After the better part of one year to complete the above projects, it was time to get the car to B & T Custom Rod & Restoration for body work, painting, and some refreshing of the upholstery. They also sent some of the chrome pieces over to ABC Plating to be redone.
The paint was completely removed, using chemical stripper, by hand. Body work consisted of repairing several “boo-boo’s” caused by hard things jumping out in front (and behind) the car while still in the possession of the family who owned the car since new. In addition, there was one small rusted-out area that was removed and new metal was put in. There was a small amount of metal work done to make some gaps more like they should be, and small areas were addressed where the factory seams were less than well done.

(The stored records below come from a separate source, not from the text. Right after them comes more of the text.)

PR #1844, opened 2024-04-22
When loading csb files, prevent repeated loading of plist files

tkzcfc:
### For each PR
       
   Optional:
          
### For core/new feature PR

### DIFF
--- a/core/2d/SpriteFrameCache.cpp
+++ b/core/2d/SpriteFrameCache.cpp
@@ -172,7 +172,7 @@ void SpriteFrameCache::removeUnusedSpriteFrames()
 
 void SpriteFrameCache::removeUnusedSpriteSheets()
 {
-    std::vector<string> willRemoveSpriteSheetFileNames;
+    std::vector<std::string_view> willRemoveSpriteSheetFileNames;
     for (auto&& it : _spriteSheets)
     {
         bool isUsed = false;
--- a/core/2d/SpriteFrameCache.cpp
+++ b/core/2d/SpriteFrameCache.cpp
@@ -170,6 +170,33 @@ void SpriteFrameCache::removeUnusedSpriteFrames()
     }
 }
 
+void SpriteFrameCache::removeUnusedSpriteSheetFile()
+{
+    std::vector<string> willRemoveSpriteSheetFileNames;
+    for (auto&& it : _spriteSheets)
+    {
+        bool isUsed = false;
+        for (auto&& frame : it.second->frames)
+        {
+            auto spriteFrame = getSpriteFrameByName(frame);
+            if (spriteFrame && spriteFrame->getReferenceCount() > 1)
+            {
+                isUsed = true;
+                break;
+            }
+        }
+
+        if (!isUsed)
+            willRemoveSpriteSheetFileNames.push_back(it.first);
+    }
+
+    for (auto& spriteSheetFileName : willRemoveSpriteSheetFileNames)
+    {
+        AXLOG("axmol: SpriteFrameCache: removing unused sprite sheet file : %s", spriteSheetFileName.c_str());
+        removeSpriteSheet(spriteSheetFileName);
+    }
+}
+
 void SpriteFrameCache::removeSpriteFrameByName(std::string_view name)
 {
     // explicit nil handling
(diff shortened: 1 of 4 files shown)


core/2d/SpriteFrameCache.cpp
```diff
@@ -170,6 +170,33 @@ void SpriteFrameCache::removeUnusedSpriteFrames()
     }
 }
 
+void SpriteFrameCache::removeUnusedSpriteSheetFile()
```
rh101: This method name, `removeUnusedSpriteSheetFile`, is a little misleading, and perhaps it's better to call it `removeUnusedSpriteSheets`, since that is exactly what it does.

tkzcfc: modified

rh101:
Is there any reason that you can't use `SpriteFrameCache::isSpriteFramesWithFileLoaded` to check if a sprite sheet is already loaded?

For instance, you've added `_loadedPlists`, and use it like this:

```
if (!_loadedPlists.contains(plist + png))
{
    // ...
}
```

Does the following not work?

```
if (!SpriteFrameCache::getInstance()->isSpriteFramesWithFileLoaded(plist + png))
{
    // ...
}
```

tkzcfc:
removeUnusedSpriteFrames may release unused sprite frames

tkzcfc:
We need to reload

rh101:
> removeUnusedSpriteFrames may release unused sprite frames

Sorry, I'm not quite sure that I understand what you mean.

`isSpriteFramesWithFileLoaded` is implemented as follows:
```
bool SpriteFrameCache::isSpriteFramesWithFileLoaded(std::string_view plist) const
{
    return isSpriteSheetInUse(plist) && isPlistFull(plist);
}
```

It checks if the sprite sheet entry is full via `isPlistFull`, so if any frames were removed through `removeUnusedSpriteFrames`, then `isPlistFull` would return `false`, which means `isSpriteFramesWithFileLoaded` returns false.  Isn't that the case?

tkzcfc:
ok, so we don’t even need the _loadedPlists variable?

rh101:
> ok, so we don’t even need the _loadedPlists variable?

Sorry, yes, that is what I meant.  Have you checked if `SpriteFrameCache::getInstance()->isSpriteFramesWithFileLoaded` works for you? If it does work, then you do not need `_loadedPlists`.

tkzcfc:
Let me try

rh101 (approved):

rh101:
@halx99 I can't quite figure out how to set the unresolved conversation as resolved. I thought it was the "review changes", but that wasn't it, so please ignore the review approval listed above.

extensions/cocostudio/src/cocostudio/ActionTimeline/CSLoader.cpp
```diff
@@ -1438,7 +1447,11 @@ Node* CSLoader::createNodeWithFlatBuffersForSimulator(std::string_view filename)
     //    AXLOG("textureSize = %d", textureSize);
     for (int i = 0; i < textureSize; ++i)
     {
-        SpriteFrameCache::getInstance()->addSpriteFramesWithFile(textures->Get(i)->c_str());
+        std::string plist = textures->Get(i)->c_str();
```
halx99:
```suggestion
        std::string_view plist = textures->Get(i)->c_str();
```

extensions/cocostudio/src/cocostudio/ActionTimeline/CSLoader.cpp
```diff
@@ -1074,7 +1080,10 @@ Node* CSLoader::nodeWithFlatBuffersFile(std::string_view fileName, const ccNodeL
     for (int i = 0; i < textureSize; ++i)
     {
         std::string plist = textures->Get(i)->c_str();
```
halx99:
```suggestion
        std::string_view plist = textures->Get(i)->c_str();
```

extensions/cocostudio/src/cocostudio/ActionTimeline/CSLoader.cpp
```diff
@@ -950,7 +953,10 @@ Node* CSLoader::createNode(const Data& data, const ccNodeLoadCallback& callback)
         for (int i = 0; i < textureSize; ++i)
         {
             std::string plist = textures->Get(i)->c_str();
```
halx99:
```suggestion
            std::string_view plist = textures->Get(i)->c_str();
```

core/2d/SpriteFrameCache.h
```diff
@@ -246,6 +248,8 @@ class AX_DLL SpriteFrameCache
 
     SpriteFrame* findFrame(std::string_view frame);
 
+    std::string getSpriteFrameName(SpriteFrame* frame);
```
halx99:
```suggestion
    std::string_view getSpriteFrameName(SpriteFrame* frame);
```

core/2d/SpriteFrameCache.cpp
```diff
@@ -376,6 +403,18 @@ SpriteFrame* SpriteFrameCache::findFrame(std::string_view frame)
     return _spriteFrames.at(frame);
 }
 
+std::string SpriteFrameCache::getSpriteFrameName(SpriteFrame* frame)
```
halx99:
```suggestion
std::string_view SpriteFrameCache::getSpriteFrameName(SpriteFrame* frame)
```

halx99 (changes requested):

halx99 (approved):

Next came the primer, then base/clear paint application, with lots of hand sanding and block sanding between coats. The original “Calypso Green” main color was used. Then the seats were redone and new carpet and headliner were installed. The original door panels and padded dash were retained. The last step was B & T reassembling all the various parts, both interior and exterior. Prior to getting the stainless pieces back on (they were polished at home, then brought to B & T), and putting on the various chrome pieces, there was some concern about whether this color was a good choice. With the trim back on, the concerns seemed to go away.
At the car’s third show and shine, it won the “Best Of Show” award at Hobey’s Casino. That was quite an honor. We felt fortunate to have the car before that. We can now also say we’re proud to have it.
P.S. The car has won 24 awards to this point; Best of Show, Best Restored 50's, Best Interior, Popular Vote, and others. Comments of "Outstanding", Beautiful" and "Stunning" are heard at most shows. Many of the awards are from shows associated with "Hot August Nights" in Reno, Nevada, one of the biggest classic car events in the country.